5) Maybe you have the NVIDIA-provided libraries, but then you need to figure out how to get the third-party libraries that depend on them installed. Given the variety of ways to install CUDA, this is a pretty hard problem to solve for other ecosystems.
In Julia, as long as you have the kernel driver, everything else will get automatically set up and installed for you. As a result, people are usually up and running with GPUs in a few minutes in Julia.
CUDA.jl installs all of the CUDA drivers and associated libraries like cudnn for you if you don't have them. Those are all vendered via the Yggdrasil system so that users don't have to deal with it.
CUDA.jl does not install the actual kernel driver, right? I do not really see how it can do that and the sibling comment does confirm that the kernel driver is not managed by Julia.
Yes, you would still need to the NVIDIA kernel driver (preferably the most current one). Desktop users typically have it already installed. But the main difficulty in my opinion is to install CUDA (with CuDNN,...). Even the TensorFlow documentation [0] is outdated in this regards as it covers only Ubuntu 18.04.

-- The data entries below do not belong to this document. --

PR #561, opened 2020-01-29
Adapt llvmorg-11-init-1314-g777180a32b6: StringRef's conversion to std::string is now explicit.

MaskRay:


MaskRay:
Wait for https://reviews.llvm.org/D73640

PR #571, opened 2020-02-10
Simplify: hide unrelated options

condy0919:


MaskRay:
There is actually a difference, but it does not matter.

```patch
 OVERVIEW: C/C++/Objective-C language server
 
 See more on https://github.com/MaskRay/ccls/wiki
 USAGE: ccls [options]
 
 OPTIONS:
 
 Generic Options:
 
+  --help                - Display available options (--help-hidden for more)
   --help-list           - Display list of available options (--help-list-hidden for more)
+  --version             - Display the version of this program
 
 ccls options:
 
   -h                    - Alias for -help
   --index=<root>        - standalone mode: index a project and exit
   --init=<string>       - extra initialization options in JSON
   --log-file=<file>     - stderr or log file
   --log-file-append     - append to log file
   --test-index=<string> - run index tests
   -v=<int>              - verbosity, from -3 (fatal) to 2 (verbose)
```

Issue #580, opened 2020-02-25
ccls is failing to store a file from a sibling directory to the current root


lanza:
Given a project layout made via
```
git clone https://github.com/llvm/llvm-project
cd llvm-project
cmake -G Ninja -Sllvm -Bbuild/Debug -DLLVM_ENABLE_PROJECTS='clang'
cd clang
ln -s ../build/Debug/compile_commands.json .
```

and a rootPattern of `compile_commands.json` (thus ccls detects the root as `llvm-project/clang`) and a cache directory of `./.ccls-cache` (e.g. `llvm-project/llvm/.ccls-cache`) I consistently get this type of error:

```
utils.cc:173 E failed to write to /Users/lanza/Projects/llvm-project/clang/.ccls-cache/@Users@lanza@Projects@llvm-project@llvm/lib@Support@BlockFrequency.cpp No such file or directory
```

ccls is attempting to store files at `Users/lanza/Projects/llvm-project/clang/.ccls-cache/@Users@lanza@Projects@llvm-project@llvm/` though ccls has never made the directory. Simply `mkdir thedir`ing fixes the problem.

Also, while I'm at it, what's your personal set up for using ccls with llvm? I haven't found a configuration that doesn't surprise me with issues or necessary reindexing more often than I like.

MaskRay:
I don't recommend using a root pattern of `compile_commands.json`, because the client may locate `Debug/compile_commands.json` when visiting `Debug/include/llvm/Config/config.h`.

```
cd llvm-project
cmake -Hllvm -BDebug -DCMAKE_BUILD_TYPE=Debug -DCMAKE_EXPORT_COMPILE_COMMANDS=on # other options
ln -s Debug/compile_commands.json .
touch .ccls-root
```

Configure the client to use `.ccls-root`.


(Slightly out of date: https://github.com/MaskRay/Config/wiki#llvm)

lanza:
Thanks for the setup! However, this doesn't solve the above fundamental problem. With your setup I still can hit, e.g.,

`16:07:13                     utils.cc:173 E failed to write to /Users/lanza/Projects/llvm-project/clang/.ccls-cache/@@Users@lanza@Projects@llvm-project@clang/@Applications@Xcode.app@Contents@Developer@Platforms@MacOSX.platform@Developer@SDKs@MacOSX.sdk@usr@include@_types@_wctrans_t.h No such file or directory
`

PR #583, opened 2020-02-28
Make a workspace dir before trying to save to is

lanza:
When ccls finds additional workspaceFolders it'll try to save indexes
in paths defined by mainWorkspaceDir/additionalWorkspaceDir/filepath
but it never attempts to create the additional dir. Fix that here.

### DIFF
--- a/src/indexer.cc
+++ b/src/indexer.cc
@@ -196,7 +196,14 @@ Kind getKind(const Decl *d, SymbolKind &kind) {
     // ccls extension
     kind = SymbolKind::Parameter;
     return Kind::Var;
-  case Decl::Var:
+  case Decl::Var: {
+    auto vd = cast<VarDecl>(d);
+    if (vd->isStaticDataMember()) {
+      kind = SymbolKind::Field;
+      return Kind::Var;
+    }
+    [[fallthrough]];
+  }
   case Decl::Decomposition:
     kind = SymbolKind::Variable;
     return Kind::Var;


lanza:
Fixes #580

MaskRay:
Are you using workspace folders and the workspace folders are not passed as params in the `initialize` request?

```
   400          } else {
   401            if (g_config->cache.hierarchicalPath)
   402              sys::fs::create_directories(
   403                  sys::path::parent_path(cache_path, sys::path::Style::posix),
   404                  true);
   405            writeToFile(cache_path, curr->file_contents);
   406            writeToFile(appendSerializationFormat(cache_path),
   407                        serialize(g_config->cache.format, *curr));
   408          }
   409        }
```

The directories should have been created around `src/messages/initialize.cc:370`

lanza:
> Are you using workspace folders and the workspace folders are not passed as params in the initialize request?

No, ccls is just finding that files from other directories. It'll find a file, parse it normally and find that  the directory it wishes to save the index to doesn't exist. The log will contain `failed to write`.

MaskRay:
> > Are you using workspace folders and the workspace folders are not passed as params in the initialize request?
> 
> No, ccls is just finding that from other directories. (e.g. editing ccls files with a compile_commands.json built against `src/llvm-project/build/Release`.) It'll find a file, parse it normally and find that the directory it wishes to save the index to doesn't exist. The log will contain `failed to write`.

What does "other directories" mean? Can you give an example?

The project root
How it finds a different `compile_commands.json` (this is wrong unless "workspace folders" is used)
Which file causes `getCachePath` to return a file whose directory is not existent.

The installation process of CUDA.jl is really quite good and reliable. Per default it downloads it own version of CUDA and CuDNN, or you can use a system-wide CUDA installation by setting some environment variables [1].
I last experimented with CUDA.jl a year ago, and it was very useable then. This is a good reminder to re-evaluate the Julia deep learning ecosystem. If I were working for myself I would definitely try to do more with Julia (for machine learning). Realistically, python has such an established base that it will take some time to get orgs that are already all in on python to come over.
I think it's not dumb to target Greenfield users: just installing python gpu wheels is often difficult enough that several companies exist (indirectly) because it's so difficult to do right (e.g. selling a gpu PC with that stuff preinstalled)
I just finished setting up a new machine to run some Kaggle stuff. Both Tensorflow and PyTorch had issues with CUDA versions and dependencies that weren't immediately fixed with a clean virtualenv, while both Knet.jl and Flux.jl installed flawlessly.
For Pytorch, I had no issues with conda. But with Tensorflow from conda, the training process just hangs (consuming 100% of CPU but no GPU resources, despite my GPUs are recognized). I got more luck with installing Tensorflow with pip. Given the fact that Tensorflow documentation does not mention conda, I wondering how well this is supported.